Furthermore I assume
4) a single processor
5) demand paging with fixed-size pages
6) such a modest amount of processor-status information (registers included!:
that the time needed to switch the processor from one process to another can
(to all intents and purposes) be ignored in view of an upper bound on the
frequency with which these switchings may have to take place
7) no page-sharing between user programs (for instance possible on account
of a common procedure library).
Remark 1. The above asumptions are —or at least: were— not unrealistic. We shall later discuss some of the temptations that should be resisted when they are only partly fulfilled. (End of remark 1.)
Remark 2. Assumption 6 means that as far as scheduling processor time is concerned, we can regard the total processor time as the sum of the periods of time devoted to actual program process, and are at any time free to grant the processor to what is concerned as the most urgent task. If the price of switching the processor from one task to another has to be regarded as high, one is faced with the often conflicting aim to grant the processor to the task with the maximum expectation value for the period of time for which full-speed progress is possible. (End of remark 2.)
The role of the replacement algorithm in a multiprogramming environment.

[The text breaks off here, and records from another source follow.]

PR #546, opened 2025-01-14
automated: linux: add alsa-smoke test

mwasilew:
The test uses alsa-utils tools aplay and arecord to find whether any playback and record devices are available in the system. If the test runs on an OS without package manager and no alsa-utils available it will fall back to look for character devices named "controlCX" where X is a number. This is the same approach that alsa-utils uses. The default path to look for devices is /dev/snd/

### DIFF
--- a/automated/linux/alsa-smoke/alsa-smoke.sh
+++ b/automated/linux/alsa-smoke/alsa-smoke.sh
@@ -1,0 +1,65 @@
+#!/bin/sh
+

The idea of demand paging is that processing proceeds at full speed as long as the information is present in primary store. Upon a so-called “page fault” —i.e. the detected desire to access a page that is currently not in main store— the missing page must be brought in from secondary store. (The program causing the page fault has to wait until the channel has completed that transport; in a multiprogramming environment the processor is in the mean time available for other programs.) Besides bringing in the missing page, another page has to be dumped. It is the task of the so-called “replacement algorithm” to choose that victim; its goal is to keep the interesting pages in primary store. Obviously, with each reasonable replacement algorithm, permanently unreferenced pages have a tendency to disappear sooner or later from primary store.

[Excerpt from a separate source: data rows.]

PR #554, opened 2025-03-24
automated: linux: kselftest: publish kselftest failure logs

TheodoreRTG:
Currently kselftest logs for failures aren't displaying full logs.
This change creates log files for each failure and tracks the results.

Forks changes to send-to-lava from PR #552 .

### DIFF
--- a/automated/linux/kselftest/parse-output.py
+++ b/automated/linux/kselftest/parse-output.py
@@ -40,18 +40,24 @@ def parse_nested_tap(string):
 
     output = ""
     ps = parser.Parser()
+    test_name = None
     for l in ps.parse_text(string):
         if l.category == "test":
+            test_name = make_name(l.description, l.directive.text, l.ok, l.skip)
             results.append(
                 {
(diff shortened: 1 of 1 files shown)


automated/linux/kselftest/parse-output.py
```diff
@@ -74,9 +80,19 @@ def make_names_unique(results):
             r["name"] += f"_dup{namecounts[name]}"
 
 
+def make_log_files(results):
+    for r in results:
+        name = r["name"]
+        if r["result"] == "fail":
+            log_file = open(f"output/{name}.log", "w")
```
mwasilew, line 87: it would be a good idea to catch any IO exceptions here. IIRC this script is run on DUT and you may run out of disk space.

TheodoreRTG: Thanks for the comment, I added an exception block. Let me know if there are any issues.

terceiro: should be OK now.

roxell (approved):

The ideal replacement algorithm embodies clairvoyance: it kicks out the page that in view of future needs can be missed best. Clairvoyance, however, is hard to implement, and actual replacement algorithms are based upon, essentially, three different ideas. (We shall later see that for our purposes the first two have to be rejected.)

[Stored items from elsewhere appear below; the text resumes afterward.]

PR #555, opened 2025-03-28
noninteractive-tradefed: add java path support for aarch64

liuyq:
The java path on aarch64 is something like
    /usr/lib/jvm/java-11-openjdk-arm64/bin/java
which is different from the path on x86_64 like
    /usr/lib/jvm/java-11-openjdk-amd64/bin/java

change to use differnt paths for different architectures
accordingly to support the aarch64 host as well.

### DIFF
--- a/automated/android/noninteractive-tradefed/setup.sh
+++ b/automated/android/noninteractive-tradefed/setup.sh
@@ -5,10 +5,15 @@
 . ../../lib/sh-test-lib
 . ../../lib/android-test-lib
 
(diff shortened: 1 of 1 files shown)


mwasilew (approved):

bhcopeland:
LGTM. Your commit message, though, is unclear. Can you write a slightly more descriptive reason for the change?

liuyq:
> LGTM. Your commit message, though, is unclear. Can you write a slightly more descriptive reason for the change?

Just updated, please help to check it again

bhcopeland (approved):

PR #557, opened 2025-04-06
automated: linux: Add ALSA basic audio test

broonie:
This is an incredibly basic test, shipped as part of alsa-utils, which
plays and records a tone then uses a FFT to verify that the tone appears
sufficiently cleanly in the output.  It requires that the system under
test have previously been set up with a loopback audio path, either
within the card or via cables.

### DIFF
--- a/automated/linux/alsa-bat/bat.sh
+++ b/automated/linux/alsa-bat/bat.sh
@@ -1,0 +1,72 @@
+#!/bin/sh -e
+# shellcheck disable=SC1091
+
+OUTPUT="$(pwd)/output"
+RESULT_FILE="${OUTPUT}/result.txt"
+
+. ../../lib/sh-test-lib
+
+create_out_dir "${OUTPUT}"
+
+PARAMS=
+
+if [ "${TST_CARD}" != "" ]; then
+	PARAMS="${PARAMS} -D${TST_CARD}"
+fi
+
+if [ "${TST_CHANNELS}" != "" ]; then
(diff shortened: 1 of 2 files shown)


automated/linux/alsa-bat/bat.yaml
```diff
@@ -0,0 +1,47 @@
+metadata:
+    name: meminfo
```
bhcopeland, line 2: This should be alsa-bat

automated/linux/alsa-bat/bat.sh
```diff
@@ -0,0 +1,72 @@
...
+
+if [ "${TST_FORMAT}" != "" ]; then
+	PARAMS="${PARAMS} -f${TST_FORMAT}"
+fi
+
+if [ "${TST_RATE}" != "" ]; then
+	PARAMS="${PARAMS} -r${TST_RATE}"
+fi
+
+if [ "${TST_LENGTH}" != "" ]; then
```
bhcopeland, line 37: Is this meant to be TST_SIGNAL?

bhcopeland:
Thanks for the PR @broonie, just a few minor comments!

bhcopeland (approved):

mwasilew:
I'm a bit late to comment. You can add the description from the commit message to the "description" field in the yaml file. This way it will be rendered in the docs. Example: https://test-definitions.readthedocs.io/en/latest/automated/linux/el2go/el2go.html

1) With a (quasi-)random number generator an “arbitrary” page residing in primary memory is chosen as the victim. It is reasonable in the sense that permanently unreferenced pages have indeed a tendency to disappear from primary store, it is simple and its performance is not half as bad as might be expected.
2) In an effort to speed up the disappearance of permanently unreferenced pages the machine keepts track of the order in which the pages currently residing in primary store came in, and the older ones are given a greater probability of being chosen as the victim. In the extreme case, always the oldest is chosen and the algorithm becomes a FIFO (“First-In-First-Out”) rule.
3) Predicting tomorrow's weather according to the principle “the same as today”, the machine keeps to a certain extent track of the order in which pages currently in primary store have been accessed, and pages which for a relatively long time have not been accessed are given a greater probability of being chosen as the victim. In the extreme case we get the so-called LRU algorithm (“Least Recently Used”).
Note 1. In the case of cyclic access to n+1 pages with room for only n , both FIFO and LRU give the worst possible choice. As purely periodic access patterns are not unrealistic, it has been suggested to incorprate always a randomizing element in the page replacement algorithm, so as to reduce the probability of such a “disastrous resonance” to nearly nil. (End of note 1.)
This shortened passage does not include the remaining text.